**What you have to do**
Reproduce exactly the lines below from the one containing "PR #99, opened 2016-06-14" through the one containing "We did use this", including both, and nothing else.

Dataset excerpts:
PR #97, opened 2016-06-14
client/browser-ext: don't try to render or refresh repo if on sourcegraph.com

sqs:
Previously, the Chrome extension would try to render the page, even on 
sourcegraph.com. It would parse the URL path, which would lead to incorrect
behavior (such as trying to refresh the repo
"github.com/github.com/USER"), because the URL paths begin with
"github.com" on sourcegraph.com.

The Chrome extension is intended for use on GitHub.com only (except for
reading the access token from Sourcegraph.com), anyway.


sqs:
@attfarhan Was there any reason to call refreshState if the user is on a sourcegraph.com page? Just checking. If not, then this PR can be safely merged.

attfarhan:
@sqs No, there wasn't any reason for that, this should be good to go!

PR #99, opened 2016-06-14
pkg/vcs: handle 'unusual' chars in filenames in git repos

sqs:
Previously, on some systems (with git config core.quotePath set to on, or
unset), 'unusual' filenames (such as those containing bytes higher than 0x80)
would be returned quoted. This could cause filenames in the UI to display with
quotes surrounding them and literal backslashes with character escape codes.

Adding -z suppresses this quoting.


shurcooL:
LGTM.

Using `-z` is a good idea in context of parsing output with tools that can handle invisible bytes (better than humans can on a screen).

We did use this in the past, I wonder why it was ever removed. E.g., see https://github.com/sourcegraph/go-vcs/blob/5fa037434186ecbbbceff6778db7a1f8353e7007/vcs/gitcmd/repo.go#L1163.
--
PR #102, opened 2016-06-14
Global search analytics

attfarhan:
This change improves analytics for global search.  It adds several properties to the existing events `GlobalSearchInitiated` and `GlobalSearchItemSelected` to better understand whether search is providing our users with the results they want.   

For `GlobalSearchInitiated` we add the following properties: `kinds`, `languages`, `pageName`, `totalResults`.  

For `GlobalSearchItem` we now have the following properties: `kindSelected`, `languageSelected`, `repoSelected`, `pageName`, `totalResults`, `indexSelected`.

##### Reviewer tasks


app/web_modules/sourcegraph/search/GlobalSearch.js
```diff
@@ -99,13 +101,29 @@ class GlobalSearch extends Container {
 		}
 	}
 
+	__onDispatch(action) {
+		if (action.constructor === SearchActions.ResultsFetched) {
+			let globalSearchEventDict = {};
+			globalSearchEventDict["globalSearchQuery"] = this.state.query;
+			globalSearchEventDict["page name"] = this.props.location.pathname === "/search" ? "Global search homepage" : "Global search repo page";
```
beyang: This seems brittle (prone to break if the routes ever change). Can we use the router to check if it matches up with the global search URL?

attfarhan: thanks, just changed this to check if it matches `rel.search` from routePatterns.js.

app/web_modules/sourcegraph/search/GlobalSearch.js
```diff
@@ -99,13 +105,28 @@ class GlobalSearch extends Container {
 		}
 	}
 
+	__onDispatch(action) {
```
--
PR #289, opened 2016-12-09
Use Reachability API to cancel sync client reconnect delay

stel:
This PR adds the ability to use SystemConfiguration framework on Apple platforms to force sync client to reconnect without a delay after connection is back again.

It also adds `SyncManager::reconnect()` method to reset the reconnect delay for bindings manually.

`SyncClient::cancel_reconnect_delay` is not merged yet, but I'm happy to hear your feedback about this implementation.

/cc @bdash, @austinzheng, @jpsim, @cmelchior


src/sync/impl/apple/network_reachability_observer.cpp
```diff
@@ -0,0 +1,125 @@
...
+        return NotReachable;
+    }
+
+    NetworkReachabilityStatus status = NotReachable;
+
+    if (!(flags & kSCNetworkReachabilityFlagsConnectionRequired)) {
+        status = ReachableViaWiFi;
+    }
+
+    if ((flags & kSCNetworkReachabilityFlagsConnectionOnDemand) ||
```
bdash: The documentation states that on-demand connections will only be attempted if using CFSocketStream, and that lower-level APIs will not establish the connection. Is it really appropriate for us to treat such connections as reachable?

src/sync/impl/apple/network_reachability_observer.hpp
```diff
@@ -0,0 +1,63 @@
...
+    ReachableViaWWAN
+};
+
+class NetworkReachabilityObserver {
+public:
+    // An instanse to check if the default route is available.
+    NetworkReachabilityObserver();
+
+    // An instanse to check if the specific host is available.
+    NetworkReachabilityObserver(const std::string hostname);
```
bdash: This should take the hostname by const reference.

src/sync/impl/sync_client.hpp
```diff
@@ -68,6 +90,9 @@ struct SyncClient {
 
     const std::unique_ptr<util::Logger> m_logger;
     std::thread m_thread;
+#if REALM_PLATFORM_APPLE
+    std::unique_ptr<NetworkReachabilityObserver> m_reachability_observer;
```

**Reply**
PR #99, opened 2016-06-14
pkg/vcs: handle 'unusual' chars in filenames in git repos

sqs:
Previously, on some systems (with git config core.quotePath set to on, or
unset), 'unusual' filenames (such as those containing bytes higher than 0x80)
would be returned quoted. This could cause filenames in the UI to display with
quotes surrounding them and literal backslashes with character escape codes.

Adding -z suppresses this quoting.


shurcooL:
LGTM.

Using `-z` is a good idea in context of parsing output with tools that can handle invisible bytes (better than humans can on a screen).

We did use this in the past, I wonder why it was ever removed. E.g., see https://github.com/sourcegraph/go-vcs/blob/5fa037434186ecbbbceff6778db7a1f8353e7007/vcs/gitcmd/repo.go#L1163.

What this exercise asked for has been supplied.